**DIRECTIONS**
Lines from the line with "- **CB endpoints:**" to the line with "- **3rd-arg drops:**" in the entries below, and only those, must be output exactly, with both ends included.

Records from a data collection
PR #54249, opened 2026-08-25
[Metal 2.0] Port `transformer/sdpa_decode`

### LINKED ISSUE #54204: Metal 2.0 port: transformer/sdpa_decode
Port `ttnn/cpp/ttnn/operations/transformer/sdpa_decode` to Metal 2.0 / Host 2.0 APIs (Gen1 WH/BH target).

Parent: #41908

## Scope
One `SdpaDecodeDeviceOperation` (`ttnn::prim`), a single `create_descriptor` program factory (`device/sdpa_decode_program_factory.cpp`; paged / MLA / sharded are internal branches, not separate factories), and three op-owned kernels, all over the full `core_grid`:
- reader `device/kernels/dataflow/reader_decode_all.cpp`
- writer `device/kernels/dataflow/writer_decode_all.cpp`
- compute `device/kernels/compute/sdpa_flash_decode.cpp`

The four nanobind entry points (`scaled_dot_product_attention_decode`, `paged_scaled_dot_product_attention_decode`, `flash_multi_latent_attention_decode`, `paged_flash_multi_latent_attention_decode`) all route to this one device operation.

## Audit verdict: GREEN — whole-op port cleared
The pre-port audit clears all five gates (no portable-subset scoping needed):
- **TTNN factory concept** — `descriptor`, `Is able to port?` = yes, target `ProgramSpecFactoryConcept`. No custom `compute_program_hash` (removed), no `get_dynamic_runtime_args`, no `override_runtime_arguments`, no pybound `create_descriptor`, no op-owned tensors. Delivery is the `Buffer*` `BufferBinding` ("pointer-patching") form.
- **Device 2.0** — the op's three kernels and every donor header are already `Noc` / `CircularBuffer` / `Semaphore<>` / `TensorAccessor` based (the only CB-index free functions are the sanctioned `get_tile_size(cb)`).
- **Feature compatibility** — no GlobalCircularBuffer, no non-zero `address_offset`, no GlobalSemaphore.
- **Offset base pointers** — none; buffers bound as clean `Buffer*`, no `->address()` folds.
- **TensorParameter relaxations** — `none`.
- **TensorAccessor 3rd argument** — two sites, both Class 2 (redundant → clean drop, no `dynamic_tensor_shape`).

## Status
Pre-port audit complete; **port not yet started**. `METAL2_PREPORT_AUDIT.md` (team-facing, full record) and `METAL2_PORT_BRIEF.md` (porter-facing) are checked into the op directory.

## Notes
- WH/BH only — no Quasar emulation. Basic Metal 2.0 port (no functional changes expected).
- **Tensor bindings (per config):** `q` is Case 1 (DRAM `TensorAccessor`) / Case 2 (HEIGHT_SHARDED non-MLA — clean base bridged via `get_bank_base_address`, raw core-to-core L1 read kept) / clean borrowed-DFB (MLA `q_locally_available`); `k` / `v` / `attn_mask` / `attention_sink` Case 1; `cur_pos` / `page_table` / `output` Case 1 (interleaved) or clean borrowed-DFB (sharded).
- **CB endpoints:** one **multi-binding** — `c_16` (`cb_out_o` / `cb_out_worker`) is reused bidirectionally by the tree reduction (receive-child O vs. send-parent O → 2 producers + 2 consumers on intermediate nodes when `num_cores_per_head ≥ 4`); set the multi-binding advanced option, do not bind 1P+1C. Self-loops for `c_9` / `c_19` / the compute intermediates; borrowed-DFBs for `c_0` / `c_8` / `c_9` / `c_20` in sharded configs.
- **3rd-arg drops:** the Q accessor (`dataflow_common.hpp:572`) and the page-table accessor in the shared sdpa donor `read_page_table_for_batch`.
- **Shared kernels (coordinate, don't half-convert):** in-family donors shared with `transformer/sdpa` (prefill); `ttnn/kernel/dataflow/generate_bcast_scalar.hpp` already has a `_metal2` `DataflowBuffer` fork to bind.
- **Latent anomaly (not fixed by the port):** `c_11` (col_identity) is produced by the writer but unconsumed in sdpa_decode (dead code carried from the sdpa-prefill matmul-reduce path) — flagged to the ops team.

gajanan-choudhary:
### Issue

Closes #54204.

### Summary
Ports `ttnn/cpp/ttnn/operations/transformer/sdpa_decode` from the legacy direct-descriptor `ProgramDescriptor`
API to the Metal 2.0 `ProgramSpecFactoryConcept`, per the pre-port audit (GREEN, whole-op). The single
`SdpaDecodeDeviceOperation` factory — paged / MLA / sharded / sliding-window / attention-sink / geometry-override
are internal branches — is converted as one atomic unit, along with its three kernels (reader / writer /
compute) and the op's `dataflow_common.hpp`. All four nanobind entry points route through it unchanged.

Highlights:

- **Direct-descriptor → conventional factory** (exception 3): factory body moved into a nested
  `SdpaDecodeProgramFactory` struct with `program_factory_t = std::variant<...>` + `select_program_factory`;
  `create_descriptor` removed.
- **Typed bindings** replace every legacy idiom: `DataflowBufferSpec`/`DFBBinding` (magic CB indices),
  `TensorParameter`/`TensorBinding` (buffer-address RTAs + `TensorAccessorArgs` plumbing), `SemaphoreBinding`
  (semaphore-id args). Named CTAs/RTAs throughout; varargs kept only for the data-indexed physical-core-coordinate arrays.
- `c_16` **tree-reduction multi-binding**; borrowed DFBs (MLA-local Q, sharded cur_pos / page_table / output);
  Case-2 sharded-Q base pulled via `get_bank_base_address`; conditional DFB/tensor bindings gated by compiler defines.
- **Full-grid placement preserved** — `WorkUnitSpec {reader, writer, compute}` targets the entire `core_grid`
  (`full_node_set`); idle cores are kept on the grid and skip work via the `do_reduce == 65` sentinel (see below).
- `unpack_modes` set for Float32 compute-consumed DFBs under `fp32_dest_acc_en`; compute `opt_level` pinned to `O3`.
- Kernels use `DataflowBuffer` + `dfb::` / `tensor::` / `sem::` handles.

No functional change intended (a syntax swap onto the Metal 2.0 host API).

### Notes for reviewers

- **Full-grid placement + idle-core sentinel (legacy behavior preserved)** — legacy placed all three kernels on
  the full `core_grid` and keyed idle detection off address RTAs zeroed to `0` for idle cores (reader `q_addr`,
  writer `out_addr`). Metal 2.0 injects buffer addresses via `TensorBinding`s (never `0`), so that idle signal
  is gone. The port keeps legacy full-grid placement: `WorkUnitSpec {reader, writer, compute}` targets
  `full_node_set`, DFBs and semaphores follow, and the idle-args loop remains. Idle cores receive
  `do_reduce == 65` (out of the valid `{0,1}` range — the same sentinel the legacy compute kernel used) in all
  three kernels, which early-return before touching bindings or semaphores. Unread varargs on idle cores are
  zero-filled to the active layout.
- **Shared donor edit** (`transformer/sdpa/device/kernels/dataflow/dataflow_common.hpp`) — an **additive**
  Metal 2.0 overload of `read_page_table_for_batch` (`DataflowBuffer&` + a caller-built
  `TensorAccessor(tensor::page_table)`) plus a `dataflow_buffer.h` include. The original 6-arg overload is
  untouched, so sdpa **prefill**'s legacy callers are unaffected (verified with a `test_sdpa_prefill.py`
  sample). Coordinated with the parallel `sdpa` port.
- **Left as-is (flagged for ops team)** — `c_11` (`col_identity`) is dead in sdpa_decode (the writer fills it,
  nothing consumes it; it is consumed only by sdpa prefill's `matmul_reduce`). Preserved as a single-toucher
  self-loop DFB, not removed (out of port scope).

Tested on Wormhole (unit + nightly): `test_sdpa_decode` 11 passed / 1 skipped, `flexible_geometry` 10,
`bounded_sliding_kv_cache` 7, `mla_decode` 2, nightly `sink` 15/3, nightly `cache` 10, nightly `test_sdpa_decode`
74/14; a sdpa-prefill sample green. Host-side legality checks were forced-on and proven live during every run.

### CI Status

- [](https://github.com/tenstorrent/tt-metal/actions/workflows/sanity-tests.yaml?query=branch:gchoudhary/54204/metal2-transformer/sdpa_decode)
- [](https://github.com/tenstorrent/tt-metal/actions/workflows/runtime-sanity-tests.yaml?query=branch:gchoudhary/54204/metal2-transformer/sdpa_decode)
- [](https://github.com/tenstorrent/tt-metal/actions/workflows/tt-metal-l2-nightly.yaml?query=branch:gchoudhary/54204/metal2-transformer/sdpa_decode)
- [](https://github.com/tenstorrent/tt-metal/actions/workflows/all-model-tests.yaml?query=branch:gchoudhary/54204/metal2-transformer/sdpa_decode)


ttnn/cpp/ttnn/operations/transformer/sdpa_decode/device/sdpa_decode_program_factory.cpp
```diff
@@ -485,352 +490,633 @@ ProgramDescriptor SdpaDecodeDeviceOperation::create_descriptor(
...
+    // c_0 q_in / c_10 q_rm — config-flip.
+    //   tilize_q  : reader fills q_rm (P); compute tilizes q_rm->q_in (q_in self-loop), consumes q_rm.
+    //   !tilize_q : reader fills q_in (P); compute consumes q_in. q_rm not used (dropped).
+    add_dfb(
+        DFB_Q_IN,
+        q_tile_size,
+        q_tiles,
+        q_df,
+        &q_tile,
+        q_locally_available ? std::optional<TensorParamName>(Q) : std::nullopt);
```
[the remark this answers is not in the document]
gajanan-choudhary: Fixed in e8e23587bd9. Legacy `add_cb(c_10, ...)` passes no buffer, so `q_rm` is never borrowed — the port's `borrowed_from = Q` on it was the divergence; `q_rm` no longer borrows (`c_0` still borrows `Q` under `q_locally_available`, matching legacy).

Not taking the suggested variant (borrow `q_rm` in the tilize path / make `c_0` conditional): `c_0` borrows unconditionally in legacy, and the port's job is to preserve legacy borrow topology rather than redesign it. The aliasing combination is also unreachable in practice — `q_locally_available` comes only from MLA, whose Q is tiled (`tilize_q=false`), so the borrow never actually triggered — but removing the divergence is correct regardless.

ttnn/cpp/ttnn/operations/transformer/sdpa_decode/device/kernels/dataflow/reader_decode_all.cpp
```diff
@@ -181,57 +183,97 @@ void kernel_main() {
...
+    {
+        DataflowBuffer dfb_q(dfb_q_in);
+        dfb_q.reserve_back(q_chunk_tiles);
+        dfb_q.push_back(q_chunk_tiles);
+    }
+#endif
+#else
+    // Not locally available: read Q from the output core's L1 (sharded) or from DRAM (interleaved).
+    {
+        const auto q_reader = TensorAccessor(tensor::q);
```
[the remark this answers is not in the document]
gajanan-choudhary: Checked this against the reachable configs — I don't think it's a bug here.

The DRAM `TensorAccessor(tensor::q)` page-read path is reached only for **tiled** Q. Row-major Q is always created HEIGHT_SHARDED (validation allows row-major Q, and the test helpers build it with a row-major shard spec), so it takes the sharded `get_bank_base_address` path — not this page-read path. For tiled Q the binding's aligned page size equals the full-tile size the legacy 3rd argument supplied, which is exercised by the DRAM-Q configs across the unit + 74/14 nightly runs (a wrong stride would corrupt Q and fail PCC; none did).

A genuinely interleaved row-major Q isn't a reachable input, and reading tile-sized pages from a row-major DRAM buffer is equally ill-defined under the legacy full-tile override — so "legacy correct / port wrong" doesn't hold. No change; not adding a row-major-interleaved regression since that layout isn't a supported non-sharded Q.

ttnn/cpp/ttnn/operations/transformer/sdpa_decode/device/kernels/compute/sdpa_flash_decode.cpp
```diff
@@ -30,111 +32,127 @@ void kernel_main() {
...
-    for (uint32_t r = 0; r < MAX_TREE_REDUCTION_ROUNDS; ++r) {
-        children_per_round[r] = get_arg_val<uint32_t>(arg_idx++);
-    }
-
-    // Idle core
-    // get_arg_val<uint32_t>(0) can go from 0-63 for the core_num; for active cores 65 is out of range so 65 indicates
-    // an idle_core
-    if (get_arg_val<uint32_t>(0) == 65) {
-        return;
-    }
```
gajanan-choudhary, line 142: I should revisit this. It looks like a behavioral change has been made here. The port report did contain a statement about this:
```
- **Placement change (behavior-preserving, flagged for reviewer attention).** Legacy placed all three
  kernels on the full `core_grid` and had idle cores early-return via the address RTA that becomes `0` for
  idle cores (`q_addr==0` reader, `out_addr==0` writer, `arg(0)==65` compute). Those address RTAs became
  `TensorBinding`s (auto-injected, never 0), so the idle signal vanished. The port instead places the single
  `WorkUnitSpec {reader, writer, compute}` on the **active core set** (`core_group`, `num_active_cores`
  cores) and drops the idle-args host loop and the three kernel idle early-returns. This is behavior-
  preserving: idle cores did no work, and no cross-core operation (K-multicast, tree reduction, sharded-output
  gather) ever targets an idle core -- all targets are active reducer / output / reduction-group cores. It
  also satisfies "do not create kernels on unused cores." Reviewers should confirm no downstream depends on
  idle cores having the program loaded (none found).
```

ttnn/cpp/ttnn/operations/transformer/sdpa_decode/device/kernels/compute/sdpa_flash_decode.cpp
```diff
@@ -269,408 +292,342 @@ void kernel_main() {
...
+        dfb_cur_sum = dfb_sum_1;
+        dfb_prev_sum = dfb_sum_2;
 
-        /******************************************************************************
-         *                           FLASH ATTENTION LOOP                             *
-         ******************************************************************************/
-        /**
-         * Compute Parameters (most are compile time but some are dynamic):
-         * @tparam St - Total sequence length in tiles
-         * @tparam DHt - Head dimension in tiles
```
gajanan-choudhary, line 296: These comments around here not have been removed and just updated with variable name changes, if any.

ttnn/cpp/ttnn/operations/transformer/sdpa_decode/device/kernels/compute/sdpa_flash_decode.cpp
```diff
@@ -208,41 +229,43 @@ void kernel_main() {
...
-    } else {
-        compute_kernel_hw_startup<SrcOrder::Reverse>(cb_q_in, cb_k_in, cb_qk_im);
-        matmul_init(cb_q_in, cb_k_in);
-    }
-    CircularBuffer(cb_q_in).wait_front(q_chunk_tiles);
+#ifdef TILIZE_Q
+    compute_kernel_hw_startup(dfb_q_rm, dfb_q_in);
+    // Keep InitAndUninit: the helper picks fast- vs regular-tilize at compile time and its
+    // teardown must match (fast_tilize_uninit vs tilize_uninit). tilize_q with a FULL-tile Q
+    // (use_half_tile==false, e.g. >16 heads) can take the fast-tilize path, so we must not
```
gajanan-choudhary:
```cpp
    if constexpr (tilize_q) {
        // code ...
    }
```
was replaced with
```cpp
#ifdef TILIZE_Q
    // code ...
#endif
```
that reduced the indentation and introduced a whole lot of diff'd lines. It's better to keep the scope by making the change as following:
```cpp
#ifdef TILIZE_Q
    {
    }
#endif
```

Also, the comments should not have been removed here, only updated if needed.

ttnn/cpp/ttnn/operations/transformer/sdpa_decode/device/kernels/compute/sdpa_flash_decode.cpp
```diff
@@ -269,408 +292,342 @@ void kernel_main() {
...
 
         /******************************************************************************
          *                      TREE REDUCTION LOGIC                                  *
          ******************************************************************************/
-        /**
-         * Tree reduction reduces the online softmax results in O(log n) rounds.
-         *
-         * For each round r (0 to my_active_rounds-1):
-         *   - If children_per_round[r] != UINT32_MAX, receive from that child
-         *   - Combine received data with local accumulator using softmax correction
```
gajanan-choudhary, line 533: Comments around here shouldn't have been removed

ttnn/cpp/ttnn/operations/transformer/sdpa_decode/device/sdpa_decode_program_factory.cpp
```diff
@@ -485,352 +490,632 @@ ProgramDescriptor SdpaDecodeDeviceOperation::create_descriptor(
         use_attention_sink,
         use_half_tile);
 
-    // Print reducer core coordinates
-    log_debug(tt::LogOp, "Reducer cores ({}):", num_reducer_cores);
-    for (uint32_t i = 0; i < num_reducer_cores; ++i) {
-        log_debug(
```
gajanan-choudhary, line 491: debug prints shouldn't have been removed around here

ttnn/cpp/ttnn/operations/transformer/sdpa_decode/device/sdpa_decode_program_factory.cpp
```diff
@@ -485,352 +490,632 @@ ProgramDescriptor SdpaDecodeDeviceOperation::create_descriptor(
...
+        // c_10 (q_rm) is never borrowed — matching legacy add_cb(c_10, ...) which passes no buffer. Only c_0
+        // (the tilize output / borrowed-Q input) borrows Q under q_locally_available, as legacy does. (A
+        // borrow here would alias the tilize source and output when q_locally_available && tilize_q — a
+        // combination MLA never produces, since MLA Q is tiled — but the port must not add a borrow legacy
+        // lacks.)
+        add_dfb(DFB_Q_RM, q_tile_size, q_tiles, q_df, &q_tile);
+        bind(reader_dfb, DFB_Q_RM, "q_rm", DFBEndpointType::PRODUCER);
+        bind(compute_dfb, DFB_Q_RM, "q_rm", DFBEndpointType::CONSUMER);
+        bind(compute_dfb, DFB_Q_IN, "q_in", DFBEndpointType::PRODUCER);
+        bind(compute_dfb, DFB_Q_IN, "q_in", DFBEndpointType::CONSUMER);
```
gajanan-choudhary: Is this intentional? Was it supposed to be
```
        bind(reader_dfb, DFB_Q_IN, "q_in", DFBEndpointType::PRODUCER);
        bind(compute_dfb, DFB_Q_IN, "q_in", DFBEndpointType::CONSUMER);
```
instead?

ttnn/cpp/ttnn/operations/transformer/sdpa_decode/device/kernels/compute/sdpa_flash_decode.cpp
```diff
@@ -269,408 +292,342 @@ void kernel_main() {
...
-                    mask_cb_to_use = cb_sliding_window_mask_in;  // Use sliding window mask buffer
-                }
+            /* QK = Q_CHUNK @ K_CHUNK */
+            // Determine which mask buffer to use for fusion
+            uint32_t mask_dfb_to_use = dfb_mask_in;  // Default to causal mask buffer
+#ifdef SLIDING_WINDOW
+            if (add_sliding_window_mask_fusion) {
+                mask_dfb_to_use = dfb_sliding_window_mask_in;  // Use sliding window mask buffer
+            }
+#endif
```
gajanan-choudhary: This #ifdef is an optimization the recipe didn't ask for. I'll let the codeowners decide whether to keep this or remove it.

ttnn/cpp/ttnn/operations/transformer/sdpa_decode/device/kernels/compute/sdpa_flash_decode.cpp
```diff
@@ -269,408 +292,342 @@ void kernel_main() {
...
-                pack_reconfig_data_format(cb_qk_im);
-
-                /**
-                 * sub_exp performs `QK = exp((QK - cur_max) * scale)`
-                 */
-                sub_exp_block_bcast_cols_inplace<cb_qk_im, Sq_chunk_t, scale_fp32, true, false, vector_mode>(
-                    cb_cur_max, cb_cur_sum, Sk_chunk_t_dynamic);
-                CircularBuffer(cb_qk_im).wait_front(qk_chunk_tiles_dynamic);
+                // Apply sliding window mask to the first chunk (only on the core that processes it)
+#ifdef SLIDING_WINDOW
```
gajanan-choudhary: This `#ifdef` is an optimization the recipe didn't ask for. I'll let the codeowners decide whether to keep this or remove it.

ttnn/cpp/ttnn/operations/transformer/sdpa_decode/device/sdpa_decode_program_factory.cpp
gajanan-choudhary: Restored the three `log_debug` loops (reducer / output / reduction-group core coordinates).


Fixed in 0c229f2f64e.

ttnn/cpp/ttnn/operations/transformer/sdpa_decode/device/kernels/compute/sdpa_flash_decode.cpp
gajanan-choudhary: This one isn't an optimization — it's forced by the Metal 2.0 binding model. The block references `dfb_sliding_window_mask_in`, whose `dfb::sliding_window_mask_in` token is only generated when the host binds that DFB (`sliding_window_size > 0`). In legacy this was a plain runtime `if` because `c_13` is a `constexpr` CB index that always exists; a `dfb::` handle does not. Without the `#ifdef` the kernel fails to compile whenever sliding window is disabled — this is the conditional-DFB gating pattern from the port recipe, not an added optimization. Same for the `#ifdef` at :378.

ttnn/cpp/ttnn/operations/transformer/sdpa_decode/device/kernels/compute/sdpa_flash_decode.cpp
gajanan-choudhary: Restored the `FLASH ATTENTION LOOP` banner and the `@tparam`/`@param` doc block (updated `cb_` → `dfb_` in the buffer-parameter names).


Fixed in 0c229f2f64e.

ttnn/cpp/ttnn/operations/transformer/sdpa_decode/device/sdpa_decode_program_factory.cpp
gajanan-choudhary: Intentional — this is the config-flip documented in the comment just above the block. Under `tilize_q`, compute *tilizes* `q_rm` → `q_in` and then consumes `q_in`, so `q_in` is a compute self-loop: `bind(compute_dfb, DFB_Q_IN, PRODUCER)` + `bind(compute_dfb, DFB_Q_IN, CONSUMER)`. The reader fills `q_rm` (bound two lines up), not `q_in`.

The form I suggested — `bind(reader_dfb, DFB_Q_IN, PRODUCER); bind(compute_dfb, DFB_Q_IN, CONSUMER)` — is exactly the `!tilize_q` `else` branch right below, where the reader delivers already-tiled Q straight into `q_in`.

ttnn/cpp/ttnn/operations/transformer/sdpa_decode/device/kernels/compute/sdpa_flash_decode.cpp
gajanan-choudhary: Restored the brace scope: the block now reads `#ifdef TILIZE_Q { ... } #endif` (same shape as the `HAS_BLOCK_PADDING` block just below), so the body keeps its original 8-space indentation and the diff on those lines is just the `cb_` → `dfb_` rename. The in-block comments were already retained.

Kept `#ifdef` rather than `if constexpr (tilize_q)` on purpose: the tilize branch references `dfb_q_rm`, whose `dfb::q_rm` token is only generated when the host binds it under `tilize_q`. In this non-template `kernel_main`, `if constexpr` still name-looks-up the discarded branch, so it would fail to compile when `tilize_q` is off. The output-untilize block a few lines down *was* an unnecessary `#ifdef` (both branches touch only always-bound DFBs) — I reverted that one back to `if constexpr (untilize_output)` to match legacy.


Fixed in 0c229f2f64e.

ttnn/cpp/ttnn/operations/transformer/sdpa_decode/device/kernels/compute/sdpa_flash_decode.cpp
gajanan-choudhary: Restored the tree-reduction `O(log n)` doc block, the 6-step Fused Correction comment, and the "which sum/max buffer to use" note (`cb_` → `dfb_` updated).


Fixed in 0c229f2f64e.

ttnn/cpp/ttnn/operations/transformer/sdpa_decode/device/kernels/compute/sdpa_flash_decode.cpp
gajanan-choudhary: There's a trade-off here:

The port narrows kernel placement from the full core grid to the active core set (`WorkUnitSpec` `target_nodes`), which drops the legacy idle-core early-returns — the reader/writer `addr == 0` sentinels and this compute `get_arg_val(0) == 65` check. Output is identical because idle cores did no work, and it satisfies the "no kernels on unused cores" guideline — but it IS a structural change from legacy, not a pure syntax swap.

I can revert to full-grid placement and re-add the idle machinery, reusing the `== 65` sentinel across all three kernels. Will decide later.

ttnn/cpp/ttnn/operations/transformer/sdpa_decode/device/kernels/compute/sdpa_flash_decode.cpp
gajanan-choudhary: Same as :334 — required, not an optimization. The `add_block_inplace` here references `dfb_sliding_window_mask_in`; its `dfb::sliding_window_mask_in` token only exists when the host binds the sliding-window mask DFB (`sliding_window_size > 0`), so the reference must be `#ifdef SLIDING_WINDOW`-gated or it won't compile when sliding window is off.

ttnn/cpp/ttnn/operations/transformer/sdpa_decode/device/kernels/compute/sdpa_flash_decode.cpp
gajanan-choudhary: Fixed in 88db943e0d8 — reverted the divergence to be faithful to legacy.

Correction to my earlier reply: I should not have cited "no kernels on unused cores" as support for the active-core placement. That's was a local CLAUDE.md rule I had as a guideline for *writing new ops*, not part of the port recipe — and the port's governing rule is fidelity, which argues the other way. It was the wrong justification.

What the fix does:
- Places the WorkUnitSpec and the reducer/output/k_mcast semaphores on the full `core_grid` (DFBs follow the WorkUnitSpec), matching legacy.
- Emplaces idle runtime args for `core_group_idle` so the schema is satisfied on those nodes.
- Restores the idle early-return in all three kernels.

Idle-signal note: legacy detected idle via `q_addr == 0` (reader) / `out_addr == 0` (writer). Metal 2.0 injects buffer addresses through TensorBindings, so there's no addr RTA to zero. I reused the compute kernel's existing `do_reduce == 65` marker (65 is out of the valid {0,1} range) across reader/writer/compute: idle cores get `do_reduce = 65` and every kernel returns before touching a binding or semaphore.

Full baseline re-run, all green and unchanged: unit sdpa_decode 11/1skip, mla_decode 2, bounded_sliding_kv_cache 7, flexible_geometry 10; nightly sdpa_decode 74/14skip, cache 10, sink 15/3skip. No hangs (idle cores exit cleanly).

ttnn/cpp/ttnn/operations/transformer/sdpa_decode/device/sdpa_decode_program_factory.cpp
```diff
@@ -871,168 +1175,218 @@ ProgramDescriptor SdpaDecodeDeviceOperation::create_descriptor(
...
+    ProgramSpec spec{
+        .name = "sdpa_decode",
+        .kernels = {std::move(reader), std::move(writer), std::move(compute)},
+        .dataflow_buffers = std::move(dfbs),
+        .semaphores = std::move(semaphores),
+        .tensor_parameters = std::move(tensor_params),
+        .work_units = {WorkUnitSpec{
+            .name = "main",
+            .kernels = {READER, WRITER, COMPUTE},
+            .target_nodes = full_node_set,
```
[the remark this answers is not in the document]
gajanan-choudhary: Updated the PR description to document the retained full-grid placement (`full_node_set`) and the `do_reduce == 65` idle-core sentinel across all three kernels. The superseded active-core-set wording has been removed.

gajanan-choudhary:
Ran the two per-op prototype tests for `ttnn.experimental.quasar.transformer.{scaled_dot_product_attention_decode,paged_scaled_dot_product_attention_decode}` on Wormhole (n150):

```
models/experimental/llama32_1b_quasar/tests/prototype_ops/test_scaled_dot_product_attention_decode.py
2 passed (batch1, batch32) in 11.06s

models/experimental/llama32_1b_quasar/tests/prototype_ops/test_paged_scaled_dot_product_attention_decode.py
2 passed (batch1, batch32) in 5.93s
```

Both pass.

bbradelTT (approved):
Please also update and run tests in models/experimental/llama32_1b_quasar/tests/graph_ops/
 and models/experimental/llama32_1b_quasar/tests/ops/ (technically you could skip running the latter since they'd be equivalent to the ones in prototype_ops).

gajanan-choudhary:
> Please also update and run tests in models/experimental/llama32_1b_quasar/tests/graph_ops/
and models/experimental/llama32_1b_quasar/tests/ops/ (technically you could skip running the latter since they'd be equivalent to the ones in prototype_ops).

Done in 7e03afa7a3a and 57e605fb149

**REPLY**
- **CB endpoints:** one **multi-binding** — `c_16` (`cb_out_o` / `cb_out_worker`) is reused bidirectionally by the tree reduction (receive-child O vs. send-parent O → 2 producers + 2 consumers on intermediate nodes when `num_cores_per_head ≥ 4`); set the multi-binding advanced option, do not bind 1P+1C. Self-loops for `c_9` / `c_19` / the compute intermediates; borrowed-DFBs for `c_0` / `c_8` / `c_9` / `c_20` in sharded configs.
- **3rd-arg drops:** the Q accessor (`dataflow_common.hpp:572`) and the page-table accessor in the shared sdpa donor `read_page_table_for_batch`.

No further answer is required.